• **What is being asked**
Please filter the entries and return only the lines that include "range".

Data excerpts
------------------------------------------------------------

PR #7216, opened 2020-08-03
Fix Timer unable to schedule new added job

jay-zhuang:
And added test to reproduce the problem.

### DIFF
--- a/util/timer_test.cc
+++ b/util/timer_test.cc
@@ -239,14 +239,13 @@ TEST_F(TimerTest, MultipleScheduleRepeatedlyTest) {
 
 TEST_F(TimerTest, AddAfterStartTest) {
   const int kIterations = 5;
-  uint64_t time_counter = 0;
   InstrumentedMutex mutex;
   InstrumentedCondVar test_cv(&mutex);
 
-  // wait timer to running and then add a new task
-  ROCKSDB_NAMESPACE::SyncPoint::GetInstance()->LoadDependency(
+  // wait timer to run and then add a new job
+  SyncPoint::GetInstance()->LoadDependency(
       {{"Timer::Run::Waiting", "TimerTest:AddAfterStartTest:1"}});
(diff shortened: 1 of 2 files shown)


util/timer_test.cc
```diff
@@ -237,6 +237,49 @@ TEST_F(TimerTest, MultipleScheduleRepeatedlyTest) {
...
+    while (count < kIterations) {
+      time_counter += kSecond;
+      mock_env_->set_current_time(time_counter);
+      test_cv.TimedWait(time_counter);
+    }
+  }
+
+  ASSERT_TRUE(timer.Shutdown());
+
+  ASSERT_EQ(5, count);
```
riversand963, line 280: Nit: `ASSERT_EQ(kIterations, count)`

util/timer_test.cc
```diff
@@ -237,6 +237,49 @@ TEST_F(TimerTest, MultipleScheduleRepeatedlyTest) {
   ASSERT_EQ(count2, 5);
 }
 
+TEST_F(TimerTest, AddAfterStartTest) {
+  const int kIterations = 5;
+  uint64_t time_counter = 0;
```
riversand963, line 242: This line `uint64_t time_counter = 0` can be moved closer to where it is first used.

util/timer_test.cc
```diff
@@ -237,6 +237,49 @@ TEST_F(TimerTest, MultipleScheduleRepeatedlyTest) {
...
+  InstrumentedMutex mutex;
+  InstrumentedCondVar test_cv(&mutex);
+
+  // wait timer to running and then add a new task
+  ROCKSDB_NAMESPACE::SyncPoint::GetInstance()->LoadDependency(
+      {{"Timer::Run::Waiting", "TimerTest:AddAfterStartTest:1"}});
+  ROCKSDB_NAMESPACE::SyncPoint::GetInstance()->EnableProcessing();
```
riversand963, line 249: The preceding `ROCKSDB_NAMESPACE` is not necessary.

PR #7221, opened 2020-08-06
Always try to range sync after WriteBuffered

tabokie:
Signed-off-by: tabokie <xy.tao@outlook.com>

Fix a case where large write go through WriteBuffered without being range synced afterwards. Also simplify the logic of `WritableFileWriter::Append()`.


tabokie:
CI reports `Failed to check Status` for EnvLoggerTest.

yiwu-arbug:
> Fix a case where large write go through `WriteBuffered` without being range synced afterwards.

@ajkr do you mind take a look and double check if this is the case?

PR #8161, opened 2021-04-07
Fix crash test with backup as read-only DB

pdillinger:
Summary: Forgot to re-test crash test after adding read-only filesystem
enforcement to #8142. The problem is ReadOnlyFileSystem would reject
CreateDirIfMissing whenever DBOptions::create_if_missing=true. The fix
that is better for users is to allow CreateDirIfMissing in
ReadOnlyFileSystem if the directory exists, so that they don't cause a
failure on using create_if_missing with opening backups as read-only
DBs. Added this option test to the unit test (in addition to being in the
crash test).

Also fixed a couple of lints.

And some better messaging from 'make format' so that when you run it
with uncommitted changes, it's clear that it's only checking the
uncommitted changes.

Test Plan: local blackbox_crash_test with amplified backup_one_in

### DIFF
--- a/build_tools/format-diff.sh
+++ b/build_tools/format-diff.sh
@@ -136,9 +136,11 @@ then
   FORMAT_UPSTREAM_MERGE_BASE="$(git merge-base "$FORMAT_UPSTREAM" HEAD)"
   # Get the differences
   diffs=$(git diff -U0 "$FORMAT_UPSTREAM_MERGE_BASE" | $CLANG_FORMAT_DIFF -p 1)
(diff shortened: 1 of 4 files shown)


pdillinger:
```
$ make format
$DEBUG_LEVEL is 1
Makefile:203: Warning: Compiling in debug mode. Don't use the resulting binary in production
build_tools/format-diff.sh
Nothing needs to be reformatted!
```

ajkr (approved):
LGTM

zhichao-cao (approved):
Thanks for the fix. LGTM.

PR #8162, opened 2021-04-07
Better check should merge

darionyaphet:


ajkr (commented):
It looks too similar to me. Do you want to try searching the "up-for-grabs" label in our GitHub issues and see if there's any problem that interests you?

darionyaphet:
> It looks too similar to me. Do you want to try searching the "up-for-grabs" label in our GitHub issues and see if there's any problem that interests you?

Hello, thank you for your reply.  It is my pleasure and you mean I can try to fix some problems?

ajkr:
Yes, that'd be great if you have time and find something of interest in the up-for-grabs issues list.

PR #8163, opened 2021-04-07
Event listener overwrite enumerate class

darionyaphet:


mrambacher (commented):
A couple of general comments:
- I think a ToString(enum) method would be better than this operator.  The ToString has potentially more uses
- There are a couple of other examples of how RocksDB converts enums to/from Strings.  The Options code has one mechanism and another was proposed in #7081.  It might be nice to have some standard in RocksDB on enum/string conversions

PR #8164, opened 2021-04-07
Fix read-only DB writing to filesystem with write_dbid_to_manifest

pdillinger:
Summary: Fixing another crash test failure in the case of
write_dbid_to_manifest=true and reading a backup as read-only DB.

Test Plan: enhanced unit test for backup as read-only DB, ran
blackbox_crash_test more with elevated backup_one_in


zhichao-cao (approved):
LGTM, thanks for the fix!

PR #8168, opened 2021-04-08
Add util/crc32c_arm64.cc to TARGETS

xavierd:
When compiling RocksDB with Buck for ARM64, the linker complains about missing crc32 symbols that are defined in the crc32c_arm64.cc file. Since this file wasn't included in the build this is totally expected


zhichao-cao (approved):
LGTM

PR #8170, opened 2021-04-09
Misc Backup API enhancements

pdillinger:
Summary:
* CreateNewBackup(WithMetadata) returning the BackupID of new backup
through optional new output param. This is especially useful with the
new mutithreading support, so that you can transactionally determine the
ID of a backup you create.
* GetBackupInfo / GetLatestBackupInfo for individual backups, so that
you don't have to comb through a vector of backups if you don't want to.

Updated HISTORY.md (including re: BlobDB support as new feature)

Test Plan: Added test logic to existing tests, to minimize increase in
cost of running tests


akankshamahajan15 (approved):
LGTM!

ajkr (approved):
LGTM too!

------------------------------------------------------------

• **Written answer**
Always try to range sync after WriteBuffered
Fix a case where large write go through WriteBuffered without being range synced afterwards. Also simplify the logic of `WritableFileWriter::Append()`.
> Fix a case where large write go through `WriteBuffered` without being range synced afterwards.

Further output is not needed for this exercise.